Die meisten Frauen beschreiben ihre Gefühle ebenso wild wie blumig: Anne Félix schildert nur eine Statue, aber so, als wäre sie eine lebende Frau: "Aus dieser üppigen Fälle trat das wie geöffnete Geschlechtsteil. Die großen Schamlippen streckten sich zu beiden Seiten dick und lang ... Sie streckte sich hin mit einer obszönen Gebärde, wie die Blätter einer fleischfressenden Pflanze". Almudena Grandes (Lulu) beschreibt die lustvollen Empfindungen, als ein Mann sie intim küsst: "Ich konnte nicht anders, ich musste mich bewegen, mich krümmen, meinen Körper ihm entgegenstrecken. Mich anbieten, um mir nicht die kleinste Nuance entgehen zu lassen".

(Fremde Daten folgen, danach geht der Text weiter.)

PR #479, opened 2025-07-17
Show archived user projects on homepage

### LINKED ISSUE #467: [Bug]: Archived projects not shown on homepage

_No response_

### What happened?

When you open the homepage and have an archived project, then this project will not be shown anymore as the `getAllUserProjects` call used to retrieve these projects only returns active projects

### Steps to reproduce

1. Assert that you have an archived project
2. Go to the homepage

### What did you expect?

I would except that also the archived projects for the user are loaded (using `getAllArchivedProjectsForUser`) and shown in the frontend.

### Anything else?

_No response_

Merseleo:
Closes #467 

## What I have made

- I added the request to the (mock) backend for the archived user projects, so on the homepage not only active but also archived projects are displayed

**Note:** With the current example data of the mock backend it is very unlikely that a user have an archived project, so to properly test this fix I recommend to increase the probability. Furthermore, we should discuss what should be possible when we click on an archived project and maybe fix access in this PR too.

## Checklist

  - [ ] unit tests
  - [ ] integration tests
  - [ ] end-to-end tests

### DIFF
--- a/src/routes/+page.ts
+++ b/src/routes/+page.ts
@@ -56,13 +56,21 @@ export const load: PageLoad = async ({ depends, parent }) => {
 
     const userId = user.id;
 
-    const allUserProjects = backendService.getAllProjectsForUser({ id: userId }).response;
+    const allActiveUserProjects = backendService.getAllProjectsForUser({ id: userId }).response;
+    const allArchivedUserProjects = backendService.getAllArchivedProjectsForUser({
+        id: userId,
+    }).response;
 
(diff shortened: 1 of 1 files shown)


luca-schlecker (approved):
I really like the grayed-out look archived projects have. Your implementation also honors that archived projects should come last, which I find really important.
As to what should happen on click: I think the current behavior is fine. You should still be able to look at it, and modification is (eventually) denied through the backend. Though, it would probably be nice to disable/gray-out interactions that would fail. But I think that would be its own PR.

LGTM! 🚀

PR #486, opened 2025-07-24
Use `GetInviteCandidates` instead of `GetAllUsers` to get suggestions when inviting users to projects

### LINKED ISSUE #437: [Bug]: Invite User Dialog has Wrong Focus in Firefox

_No response_

### What happened?

See: https://github.com/user-attachments/assets/893987bc-ea3d-49a0-91f2-008492e2848c

As soon as the user uses his arrow keys (Down, in the beginning), the focus switches to the whole list. You cannot select another user by clicking the down arrow. The list is scrolling in this case.

### Steps to reproduce

1. Go into a project in which you are admin
2. Enter any letter
3. As soon as any suggestions pop up, click the arrow down button

### What did you expect?

The same behaviour as in the Safari browser.
Select another user by up or down arrow, confirm with enter.

### Anything else?

_No response_

### LINKED ISSUE #478: [Bug]: Request all users instead of invite candidates in InviteUserDialog

#16

### What happened?

When I invite other users to my project, then I get some suggestions. To get candidates to invite, we currently request all users existing on the server and (fuzzy) searching them in the frontend. This is not very privacy friendly and very performant. That's why we outsourced the search task into the backend.

**Note:** It is not really a bug, what previously intended. However, the new API version introduced a new call that should be implemented now.

### Steps to reproduce

/

### What did you expect?

I would expect that not all users are requested but only the invite candidates.

### Anything else?

_No response_

### LINKED ISSUE #489: [Bug]: Make open project button a loading button

_No response_

### What happened?

If a new project is created and should be openend, then this button can be pressed multiple times, because it is now loading button.

### Steps to reproduce

1. Start the mock backend with response delay
2. Start the frontend
3. Click on `Create Project` to open the project creation dialog
4. Type in a name an click on `Create Project` to really create a project
5. Click the `Open` button

### What did you expect?

I expected the button to be a loading button, which allows only one click, then goes into loading mode, until the project is opened, but instead the button is now loading button and can be clicked multiple times.

### Anything else?

_No response_

Merseleo:
Closes #478

## What I have made

- I bumped the api version to v0.5.1
- I removed the usage of `GetAllUsers` to initially request all users and filter them in the frontend for invitation suggestion
  - To still provide suggestions, I integrated the new `GetInviteCandidates` call and every time when the users input some strings into the `InviteUserInput` after 200ms or so invite candidates are requested and stored for suggesting users to the user
- I made the button for opening a project after it was created a "loading button", i.e., added a loading state to the `CreateProjectDialog` indicating whether this component is currently navigating to the project dashboard (Closes #489)
- I fixed the problem, that when input something in the `InviteUserInput` in Firefox or Chrome and trigger suggestions to show up, it was not possible to navigate through these suggestions using the up / down arrows (no I do not focus the list anymore, but only highlight the selected item and scroll it into view, Closes #437)
- I added and integrated the helper functions `debounce` and `callDebounced` to create / call a function after a certain delay
- furthermore I did some minor refactorings and deleted old, unused or unnecessary code
- I turned off some tests that are either super flaky and we need further investigation or that are not supported with the v0.5.1 and a mock backend running on version v0.6.0 (used in the e2e tests in the pipeline)

**Note for the reviewer:** I suggest to test this PR using 1) the mock backend e.g. for long suggestion lists when using the search input "@example" or for testing the exclusion of users in projects and 2) the real backend (see `feat/75-feature-implement-getinvitecandidates-call` to test the real matching behavior, however then manually some test users must be inserted into the database).

And maybe you could have a look at the new tests (especially at the ones that were missing before this PR); please check on your own, whether I missed anything.

## Checklist

  - [x] unit tests
  - [x] integration tests
  - ~~[ ] end-to-end tests~~ (only refactor, did not add any new functionality)


src/lib/components/composites/input/ChipsInput.svelte
```diff
@@ -282,6 +303,14 @@ Usage:
         </div>
     {/if}
     <!-- suggestions list -->
+    <!-- TODO: note for the reviewer: i am not very happy with this loading text
+        and its position: any suggestions? -->
```
domienderle: The first thing coming to my mind would be to simply add a loading spinner to the right of the input field as long as invite candidates are loaded. What do you think? I would not disable anything though.

src/lib/components/composites/input/InviteUsersInput.svelte
```diff
@@ -1,63 +1,113 @@
...
+    let isErrorWhileLoadingCandidates = $state(false);
+
+    /** Collection of loaded invite candidates based on the current input and already added
+     *  input candidates that should be definitely invited
+     */
+    let loadedInviteCandidates = $state<User[]>([]);
+
+    /**
+     * Checks whether a candidate, represented by the input email or name, already was added as
+     * invitee.
```
domienderle:
```suggestion
     * Checks whether a candidate, represented by the input email or name, already was added as
     * an invitee.
```

src/lib/components/composites/input/InviteUsersInput.svelte
```diff
@@ -1,63 +1,113 @@
...
+     * Fetches a list of invite candidates from the backend based on the given search string.
+     * The backend is responsible for filtering and ranking the users.
      *
-     * Furthermore, the filtered list is sorted by the score from the FZF algorithm, i.e.
-     * the members with the best matching name or email are at the beginning of the list (and will
-     * appear at the top of the suggestions list).
+     * In case of a loading error, an empty list is returned and an error flag is set to
+     * display an error alert.
      *
      * @param input - the content of the input field, i.e. the search string
```
domienderle:
```suggestion
     * @param input - the content of the input field, i.e., the search string
```

src/lib/components/composites/input/InviteUsersInput.svelte
```diff
@@ -1,63 +1,113 @@
...
+            .catch(() => {
+                isErrorWhileLoadingCandidates = true;
+                loadedInviteCandidates = [];
+                return [];
+            });
     }
 
     /**
-     * Checks, whether a given input is a valid name of a registered user or an email.
+     * Checks, whether a given input is valid, i.e.
```
domienderle:
```suggestion
     * Checks whether a given input is valid, i.e.
```

src/lib/components/composites/search-bar/SearchBar.svelte
domienderle, line 1: Can you tell me where you use it? I don't find any search bar where the search is delayed and where the `callDebounce` function would be useful.

tests/unit/utils/common-helper.test.ts
domienderle, line 1: Add a test, "When a debounced function is called multiple times (`callDebounced`), then all function calls are invoked".

src/lib/components/composites/input/InviteUsersInput.svelte
```diff
@@ -48,14 +48,13 @@
...
-                );
-
-                loadedInviteCandidates = [...newInviteCandidates, ...retainedCandidates];
+                const newInviteCandidates = users.filter((user) => !invitees.includes(user.email));
+
+                newInviteCandidates.forEach((candidate) => {
+                    if (!loadedInviteCandidates.includes(candidate)) {
+                        loadedInviteCandidates.push(candidate);
+                    }
+                });
```
domienderle, line 57: You kind of filter two times, while you could do this in one filter call here.
```suggestion
                const newInviteCandidates = users.filter((user) =>
                    !invitees.includes(user.email) && !loadedInviteCandidates.includes(user));
                loadedInviteCandidates.push(...newInviteCandidates);
```

tests/integration/input/invite-users-input.test.ts
```diff
@@ -120,36 +100,36 @@ describe("InviteUsersInput", () => {
...
-        expect(chips).toHaveLength(1);
-        const chip = chips[0];
-        expect(chip).toHaveTextContent(getName(newUser));
+        expect(chips).toHaveLength(2);
+        expect(chips[0]).toHaveTextContent(getName(newUser));
+        expect(chips[1]).toHaveTextContent("jane2.doe@example.com");
     });
 
-    test("When invalid user email is typed and Tab is pressed, then error message is shown", async () => {
+    test("When valid user email is typed and for example 'Tab' pressed, then error message is shown", async () => {
```
domienderle: Why did you change this? It should be an invalid user email, right?

src/lib/components/composites/project-components/CreateProjectDialog.svelte
domienderle, line 1: Thank you for implementing this, too. You can resolve this on your own.

src/lib/components/composites/input/ChipsInput.svelte
domienderle, line 1: My browser (chrome) shows following behaviour: If there is something I have typed in at an earlier time, than this is suggested. Now, if the `getInviteCandidates` call returns some invitees, then they are suggested as well. So we have to different suggestions at the same time, while my browser suggestion is prioritized. What do you think? Should we keep this or should we disable the browser suggestions in this context? Because two overlapping suggestions are ugly imo.

tests/integration/project-components/create-project-dialog.test.ts
domienderle, line 1: If we decided on how to handle the `ESC`/cross behaviour of the dialog add tests for this too.

tests/integration/settings/project-settings/members/invite-users-dialog.test.ts
domienderle, line 1: If we decided on how to handle the `ESC`/cross behaviour of the dialog add tests for this too.

domienderle (changes requested):
Great work. Your code looks really good and there is not much to do anymore. Anyway, here are a couple of thing to talk about.

- At the moment we have the following inconsitency: If a user is added to the invite user dialog, then the dialog is closed using `ESC` or the cross in the top right corner and then opening the dialog again then the already added users are loaded with their email addresses, whereas all now added users are added by their names. I know this a known issue we already talkes about, but what do you think of
  - always showing the email address of the added user?
  - disabling the option to close the dialog using `ESC` or
  - (I would prefer this) set back the invitees `invitees = []` as you do it `onClick` for the cancel button. 

  Or maybe you have a better idea, because imo it is really ugly to have a mixture of emails and names in this field.

- Can you please create an issue for fixing the tests, once the api versions and the mock-backend are compatible again.

src/lib/components/composites/input/InviteUsersInput.svelte
Merseleo: However, your suggestion has not the same behavior as I return the newInviteCandidates and in your version the user doesn't get a suggestion twice. So if you type "bob" then you get a suggestion and then type "bob I" and delete the "I" so have the input "bob" again. Then the suggestion for "bob" is not shown anymore, as it was already loaded and is filtered out. I already implemented your suggestion, but if I remember correctly I noticed the problem I described.

src/lib/components/composites/search-bar/SearchBar.svelte
Merseleo: You are right, we do not use it at the moment, but used it earlier. I think the reason for the change was, that we noticed with our current amount of papers on the papers overview page, it is no problem to fetch all papers and search locally. However, the intention was that you can search and similar to the invite suggestions to only get the papers matching the search query from the backend and then you do not want to request this after every key press. So we implemented the opportunity to change it back quickly and I only preserved this opportunity which is not wrong imo.

src/lib/components/composites/input/ChipsInput.svelte
Merseleo: You are right. Most of the times I only test my implementations in Firefox and Safari and I turned off these suggestions. But I think I found a way to disable browser suggestions.

tests/integration/input/invite-users-input.test.ts
Merseleo: A copy paste mistake, I will correct it and squash it (I hope you are ok with that)

tests/unit/utils/common-helper.test.ts
Merseleo: I will squash it into the corresponding commit

tests/integration/settings/project-settings/members/invite-users-dialog.test.ts
Merseleo: I changed it, so it does not explicitly reset the invitee list on cancel click, but whenever the dialog is closed. Do you think we need to test all dialog closing operations separately? Same for your other comment.

src/lib/components/composites/input/ChipsInput.svelte
Merseleo: Yeh, quite a good idea, thank you.

Merseleo (commented):
> Great work. Your code looks really good and there is not much to do anymore. Anyway, here are a couple of thing to talk about.
> 
> * At the moment we have the following inconsitency: If a user is added to the invite user dialog, then the dialog is closed using `ESC` or the cross in the top right corner and then opening the dialog again then the already added users are loaded with their email addresses, whereas all now added users are added by their names. I know this a known issue we already talkes about, but what do you think of
>   
>   * always showing the email address of the added user?
>   * disabling the option to close the dialog using `ESC` or
>   * (I would prefer this) set back the invitees `invitees = []` as you do it `onClick` for the cancel button.
>   
>   Or maybe you have a better idea, because imo it is really ugly to have a mixture of emails and names in this field.

I also prefer to reset the invitees as when clicking "Cancel".


> * Can you please create an issue for fixing the tests, once the api versions and the mock-backend are compatible again.

I wouldn't create an extra issue, but leave @luca-schlecker a note, because he is working on this in parallel. So if he finishes his PRs earlier, than I will drop these commits, otherwise he will do in his PRs (and I will make a note there). Are you ok with this solution?

src/lib/components/composites/input/ChipsInput.svelte
domienderle: This really looks good.

src/lib/components/composites/search-bar/SearchBar.svelte
domienderle: Ok, all right. In this case I'm fine with it. Thanks for the explanation. Resolve this on your own.

src/lib/components/composites/input/InviteUsersInput.svelte
domienderle: I didn't find this problem. Then we should keep your solution.

src/lib/components/composites/input/ChipsInput.svelte
domienderle: Seems like it works now. Thank you.

tests/integration/settings/project-settings/members/invite-users-dialog.test.ts
domienderle: That is a good question. It is kind of ugly in every way we do it. I don't think we have to test each dialog closing operation separately, but I would suggest to test the closing in every dialog. You've already tested it in the `create-project-dialog.test.ts`, but not in `invite-users-input.test.ts`. I know, it is almost the same code, but in case one of the two gets remove for some reason at some point I guess it would be forgotten to add the test two the other class then, if you know what I mean.

domienderle:
> I wouldn't create an extra issue, but leave @luca-schlecker a note, because he is working on this in parallel. So if he finishes his PRs earlier, than I will drop these commits, otherwise he will do in his PRs (and I will make a note there). Are you ok with this solution?

Yes, that is ok for me.

domienderle (changes requested):
Really good work. Now it is really hard to find anything ;) 

I guess we have only one missing test left, then we are good to go.

tests/integration/settings/project-settings/members/invite-users-dialog.test.ts
Merseleo: The `invite-users-input.test.ts` is an input wrapper which cannot be closed. And the `invite-users-dialog.test.ts` does contain a test for checking the closing behavior: "When dialog is closed, then entered invitation candidates are deleted" (it is only called slightly different). So didn't you recognize this test case or do I still dont see what is missing?

domienderle: Ah sorry, no I was just blind. It doesn't matter. My mistake.

domienderle (approved):

Issue #483, opened 2025-07-20
[Feature]: Fetcher Options in Project Settings


luca-schlecker:
### Is your feature request related to a problem? Please describe

Fetcher Options should be settable in the Project Settings. See SE-UUlm/snowballr-backend#124, SE-UUlm/snowballr-backend#125 and SE-UUlm/snowballr-backend#164 for more information on fetcher options.

### Describe the solution you'd like

Each fetcher should be able to be configured using its available options, retrieved using the according proposed gRPC call.
These options should then also be sent to the server when updating project settings.

PR #491, opened 2025-07-30
Implement user email verification

### LINKED ISSUE #490: [Feature]: Implement User Email Verification

_No response_

In order to support the new API version (0.7.0), the frontend needs to be able to verify the email of a user.

Implement the new verifyEmail call.

_No response_

### Anything else?

_No response_

mowi12:
Closes #490 

## What I have made

- Updated to new API version
- Implemented verify email logic
   - Updated old logic

This PR needs to wait for #483.

## Checklist

  - [ ] ~~unit tests~~ no new components
  - [ ] ~~integration tests~~ no new components
  - [x] end-to-end tests (only updated register tests, as mock backend will not receive verify logic updates)


src/routes/(auth)/signin/+page.svelte
```diff
@@ -5,38 +5,21 @@
...
-                .authenticationStatus;
-            if (authStatus === AuthenticationStatus.AUTHENTICATED) {
-                await goto("/");
-            }
-        } catch (error) {
-            console.error("There was an error acquiring the authentication status:", error);
-        }
-
-        isLoadingAuthStatus = false;
-    });
```
luca-schlecker, line 38: Why did you remove this section? It should be responsible for redirecting to the home page in case the user is already signed in and visits the `/signin` page? Is this behavior undesired?

src/routes/(auth)/signin/+page.svelte
```diff
@@ -51,8 +34,9 @@
         await backendService
             .login(userData)
             .then(async () => await goto("/"))
-            .catch((error) => {
-                if (error.code === StatusCodes.UNAUTHENTICATED) {
+            .catch((error: RpcError) => {
+                const errorCodeValue = GrpcStatusCode[error.code as keyof typeof GrpcStatusCode];
+                if (errorCodeValue === GrpcStatusCode.UNAUTHENTICATED) {
```
luca-schlecker: I've seen this throughout this PR. Is there something wrong with the existing `StatusCodes` enum?

src/routes/(auth)/signup/+page.ts
```diff
@@ -0,0 +1,19 @@
...
+            .authenticationStatus;
+        if (authStatus === AuthenticationStatus.AUTHENTICATED) {
+            await goto("/");
+        }
+    } catch (error) {
+        console.error("There was an error acquiring the authentication status:", error);
+    }
+
+    return {};
+};
```
luca-schlecker, line 19: Does sveltekit allow you to move this one directory up? It is the same for `signin` and `signup`.

src/routes/(auth)/verifyemail/+page.svelte
```diff
@@ -0,0 +1,75 @@
...
+</svelte:head>
+
+<main class="flex h-full w-full flex-col items-center justify-center gap-1 text-center">
+    {#await verificationPromise}
+        <h1 class="mb-4 text-8xl">Verifying...</h1>
+        <div class="text-default">Please wait while we check your verification link.</div>
+    {:then}
+        <h1 class="mb-4 text-8xl">Success!</h1>
+        <div class="text-default">
+            Your email address has been successfully verified. You will automatically be redirected
```
luca-schlecker:
```suggestion
            Your email address has been successfully verified. You will be redirected automatically
```

src/routes/(auth)/verifyemail/+page.svelte
```diff
@@ -0,0 +1,75 @@
...
+    import { Button } from "$lib/components/primitives/button";
+    import type { RpcError } from "@protobuf-ts/runtime-rpc";
+    import { GrpcStatusCode } from "@protobuf-ts/grpcweb-transport";
+
+    let { data } = $props();
+    const { verificationPromise } = data;
+
+    type ErrorDetails = { headline: string; body: string } | RpcError;
+
+    function getErrorDetails(error: ErrorDetails): { headline: string; body: string } {
```
luca-schlecker, line 13: Why not just `RpcError` as the type of the `error` parameter?

src/routes/(auth)/verifyemail/+page.svelte
```diff
@@ -0,0 +1,75 @@
...
+        switch (statusCodeValue) {
+            case GrpcStatusCode.INVALID_ARGUMENT:
+                return {
+                    headline: "Verification Failed",
+                    body: "This verification link is invalid. Please try signing up again to receive a new link.",
+                };
+            case GrpcStatusCode.DEADLINE_EXCEEDED:
+                return {
+                    headline: "Verification Failed",
+                    body: "The verification link has expired. Please try signing up again to receive a new link.",
```
luca-schlecker, line 31: Is this currently in the backend? Did your PR handle reregistration?

luca-schlecker (changes requested):
I already verified the behavior in a manual test. This is looking great! 👍 Some minor things still caught my eye though.

src/routes/(auth)/signin/+page.svelte
mowi12: I explained this in the third commit in the commit message. Since I added the `+page.ts` files either way, I moved the logic of the validation if the user is already logged in, into these files. This allows us to remove the hacky way of simply add `opacity-0` while loading.
Now the page isn't even loaded if the user is signed in, only if he is not.

src/routes/(auth)/signin/+page.svelte
mowi12: You observed correctly. The reason for this change is simple. I needed a way to map the `GrpcStatusCode` string to the code. Our custom implementation of this list, the `StatusCodes` enum, only mapped an enum value to a string value, but not the actual code.

Since the there already is an enum, which does this, we can remove our custom implementation of this list (enum) and use the one from the library instead.
It's not as clean as before, but I think this is a better solution since we do not need to manually update the enum as it's not part of the grpc library.

src/routes/(auth)/signup/+page.ts
mowi12: I don't think that's possible as the signout page would also check if you're logged in and redirect instead of logging you out : D

Maybe we can refactor this to check specific paths, but that is too much work for only 10 lines of duplicated code.
The `newpassword` and `resetpassword` functionality isn't even implemented yet, so there is still time to refactor the `+page.ts` files when we know if these pages also need this code. If yes, then we can definitely think about that!

src/routes/(auth)/verifyemail/+page.svelte
mowi12: Reason is this section in the `+page.ts` file:

```ts
const token = url.searchParams.get("token");

    if (!token) {
        return {
            verificationPromise: Promise.reject({
                headline: "Verification Failed",
                body: "The verification link is missing a token. Please check the link provided in your email.",
            }),
        };
    }
```

I check if there is even a token in the URL. If not, I don't even send a request to the backend, but simply return the headline and body. Therefore, I need these two fields in the `ErrorDetails`.

src/routes/(auth)/verifyemail/+page.svelte
mowi12: Yes, the backend is handling this case.

I know the occurrences are sometimes a bit weird, but I have my reasons, let me explain:

In the API documentation I only have the following two error codes:

- DEADLINE_EXCEEDED
- INVALID_ARGUMENT

The invalid argument is pretty straight forward. If there was no token provided (which shouldn't happen since I check this in the frontend as well), this error returns.
The deadline exceeded is a bit more complicated. If there is no token in the database, we could argue, that we should return NOT_FOUND or something like that, but where do we differentiate between the token is simply not there and, the token has expired and therefore been deleted from the database?
Since I implemented this behaviour exactly like that I argued, that we should always return DEADLINE_EXCEEDED as we cannot differentiate in the backend between these two cases. And since the user doesn't really care if the token is wrong or already exceeded and always use this error code.

I hope this explains this : )

mowi12 (commented):
I hope I could explain everything to you!
The small changes in the text are applied.

src/routes/(auth)/signin/+page.svelte
luca-schlecker: Yes, of course. The `+page.ts` file came later in the review and already answers this question. Forgot to remove the comment. 😅

src/routes/(auth)/signin/+page.svelte
luca-schlecker: I do not quite understand yet. As far as I can tell, the `RpcError` for example provides the error code in string representation, the values of which are the ones previously enumerated in `StatusCodes`. I could not find a place where you'd encounter an integer status code, maybe you could point me towards one, if I understood that correctly? Furthermore, this is arguably worse DX, it has to be easier (the first line seems to be just boilerplate screaming to be extracted). While I agree that using the library-provided error enumeration is preferred, I believe so to be only the case if the DX isn't worse (note: these error codes haven't changed in what feels like forever).

I am open to moving forward with dropping our own enum, but the new way should come really close in terms of ease of use.

src/routes/(auth)/signup/+page.ts
luca-schlecker: Ok, we'll move ahead with this. Serves the purpose. 👍

src/routes/(auth)/verifyemail/+page.svelte
```diff
@@ -0,0 +1,75 @@
...
+
+<main class="flex h-full w-full flex-col items-center justify-center gap-1 text-center">
+    {#await verificationPromise}
+        <h1 class="mb-4 text-8xl">Verifying...</h1>
+        <div class="text-default">Please wait while we check your verification link.</div>
+    {:then}
+        <h1 class="mb-4 text-8xl">Success!</h1>
+        <div class="text-default">
+            Your email address has been successfully verified. You will be redirected automatically
+            to the sign-in page.
```
luca-schlecker: I overlooked the next line 🙈. Sorry 😅 .

```
            Your email address has been successfully verified. You will be automatically redirected
            to the sign-in page.
```

src/routes/(auth)/verifyemail/+page.svelte
luca-schlecker: I see, this makes sense. 👍

src/routes/(auth)/verifyemail/+page.svelte
luca-schlecker: I did a bad job explaining myself there (although this is already good to have confirmed). I meant to ask if one can currently sign up again in case the token never arrives.

luca-schlecker (changes requested):
Continuing the discussion.

src/routes/(auth)/verifyemail/+page.svelte
mowi12: Ahh. No, there is no possible to request a new request token or rather a new email with a new token.
We need a new API call for this or need to rethink the logic in the backend for that.

I already have an idea how to handle this, but this will be done in a new issue.

src/routes/(auth)/signin/+page.svelte
mowi12: The `error.code` is a `String` (e.g., `UNAUTHENTICATED`).
The `GrpcStatusCode.UNAUTHENTICATED` is a `number` and evaluates to `16`.

I therefore need a way to map one to the other. You're right—this is definitely not pretty.

To improve this, I added two helper methods, so the conversion logic is centralized. This way, we don’t have to repeat it every time. I hope this solution is satisfactory!

mowi12 (commented):
I refactored the grpc status code comparison. I think this is a good solution.

src/routes/(auth)/verifyemail/+page.svelte
luca-schlecker: I agree, make sure to open an according issue. 👍

src/routes/(auth)/signin/+page.svelte
luca-schlecker: Yes, that's why there originally was the string enum. If we want to use the `GrpcStatusCode`, this conversion becomes necessary. The helper functions you've introduced significantly reduce the boilerplate, we can move forward with this. :+1:

luca-schlecker (approved):
LGTM, great work 🚀

PR #503, opened 2025-08-13
Show forward and backward references in separate tabs

### LINKED ISSUE #484: [Feature]: Show forward and backward references in separate tabs

_No response_

Currently, we show forward and backward references in the same tab in the paper view.

On a smaller screen, you can merely see 2.5 paper list entries per list. This makes the list harder to read, and the vertical space is not used efficiently.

Wer als Mann schreibt, kann dies natürlich so tun: "Ich fühlte, wie sie plötzlich einen Entschluss fasste: ja, sie wollte es wirklich. Sie krümmte sich, streckte ihren Körper in meine Richtung, bot sich an wie jemand, der jetzt alles will - alles." Dann kannst du dich wieder den Gefühlen widmen, die du kennst - und beschreiben, wie der Mann nun den Moschusgeruch empfindet, der nach und nach in seine Nase steigt.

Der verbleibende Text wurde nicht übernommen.